Light Emission from High Density 1D Excitons in Nanotubes

Single-walled carbon nanotubes (SWNTs) are one of the leading candidate materials to realize novel nanoscale photonic devices such as 1D lasers. Their diameter-dependent bandgaps can be utilized for unique multi-wavelength devices. There have been a large number of optical studies on SWNTs, but most of these studies were performed in the weak-excitation, quasi-equilibrium regime. In order to assess their performance characteristics as optoelectronic materials under device-operating conditions, it is crucial to examine their optical properties in highly non-equilibrium situations. Such studies also provide new insight into the bosonic properties of 1D excitons at quantum degenerate densities. Previous studies have shown that an upper limit exists on the exciton density due to very efficient exciton-exciton annihilation (EEA).
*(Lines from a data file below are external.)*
PR #2113, opened 2023-05-11
Fix test watch infinite loop

### LINKED ISSUE #2056: Fix `--watch` with `test`
### Discussed in https://github.com/VirtusLab/scala-cli/discussions/2043

<sup>Originally posted by **alvinj** April 19, 2023</sup>
Hi, I’m wondering if the `--watch` option should work with the `test` option? What I’m seeing is that if I save my file once, all is well, but if I change the file, it goes into a continuous/infinite loop.

Here’s my test file, which uses Munit:

```scala
//> using scala "3"
//> using dep "org.scalameta::munit::0.7.29"

def isTrue(a: Int | String | Boolean): Boolean = a match
    case 0 | "" | "0" | false => false
    case _ => true

class MyTests extends munit.FunSuite:
    test("isTrue tests") {
        assert(isTrue(1))
    }
```

And this is the command I’m running:

```sh
scala-cli test --watch Tests.scala
```

As mentioned, the first time I run that command, I see a few lines of output, and then it stops. But if I just add a blank space to the file and save it again, the command keeps running and running. The output looks like this:

```sh
> scala-cli test --watch Tests.scala
Compiling project (Scala 3.2.2, JVM)
Compiled project (Scala 3.2.2, JVM)
MyTests:
  + isTrue tests 0.019s
Watching sources, press Ctrl+C to exit, or press Enter to re-run.
Compiling project (Scala 3.2.2, JVM)
Compiled project (Scala 3.2.2, JVM)
MyTests:
  + isTrue tests 0.019s
Watching sources, press Ctrl+C to exit, or press Enter to re-run.
MyTests:
  + isTrue tests 0.018s
Watching sources, press Ctrl+C to exit, or press Enter to re-run.
MyTests:
  + isTrue tests 0.019s
Watching sources, press Ctrl+C to exit, or press Enter to re-run.
(this goes on forever ...)
```

This happens on a macOS system, regardless of the editor I use. Thanks!</div>

MaciejG604:
Fixes #2056
Bug introduced in #1727

File-change watcher gets registered for path `.../.scala-build/project_XXX/classes/main` which causes perpetual sheduling of operations since the files change during building.

### DIFF
--- a/modules/integration/src/test/scala/scala/cli/integration/RunScriptTestDefinitions.scala
+++ b/modules/integration/src/test/scala/scala/cli/integration/RunScriptTestDefinitions.scala
@@ -2,6 +2,7 @@ package scala.cli.integration
 
 import com.eed3si9n.expecty.Expecty.expect
 
+import scala.cli.integration.TestUtil.normalizeConsoleOutput
 import scala.util.Properties
 
 trait RunScriptTestDefinitions { _: RunTestDefinitions =>
@@ -21,13 +22,6 @@ trait RunScriptTestDefinitions { _: RunTestDefinitions =>
         expect(output == message)
     }
   }
-
-  def normalizeConsoleOutput(text: String) =
-    text.replace(Console.RED, "")
-      .replace(Console.YELLOW, "")
-      .replace(Console.CYAN, "")
-      .replace(Console.MAGENTA, "")
-      .replace(Console.RESET, "")
 
   test("simple script") {
     simpleScriptTest()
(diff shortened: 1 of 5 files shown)


modules/integration/src/test/scala/scala/cli/integration/RunScriptTestDefinitions.scala
```diff
@@ -444,6 +437,8 @@ trait RunScriptTestDefinitions { _: RunTestDefinitions =>
     }
 
     test("user readable error when @main is used") {
+      import TestUtil.normalizeConsoleOutput
```
Gedochao: NIT import it in the imports section of this source instead, since it's used in a couple spots

modules/integration/src/test/scala/scala/cli/integration/TestUtil.scala
```diff
@@ -291,4 +292,12 @@ object TestUtil {
     }
     Await.result(readLineF, timeout)
   }
+
+  def normalizeConsoleOutput(text: String) = {
```
Gedochao, line 296: NIT This is essentially a duplicate of the functionality from `scala.build.internal.util.ConsoleUtils`... I wonder if it'd be worth the hassle to extract it to some common module, so that we can reuse it in tests.
can also leave it as is though. 🤷‍♂️

Gedochao (approved):
LGTM, commented on some nitpicks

Furthermore, a recent study predicts that varying the temperature could lead to an increase in the exciton density surpassing this upper limit at room temperature. Therefore, we performed temperature-dependent photoluminescence (PL) on HiPco SWNTs embedded in an i-carrageenan matrix under high resonant excitation. We found that, for each temperature within our range (300 K to 15 K), the PL intensity saturates as a function of pump fluence and the saturation intensity increases from 300 K to a moderate temperature around 100-150 K. Below that critical temperature, the PL intensity decreases with decreasing temperature. Within the framework of diffusion-limited EEA, we successfully estimated the upper limit of the density of 1D excitons in SWNTs as a function of temperature. This result is promising for the development of a new class of nanoscale optoelectronic devices.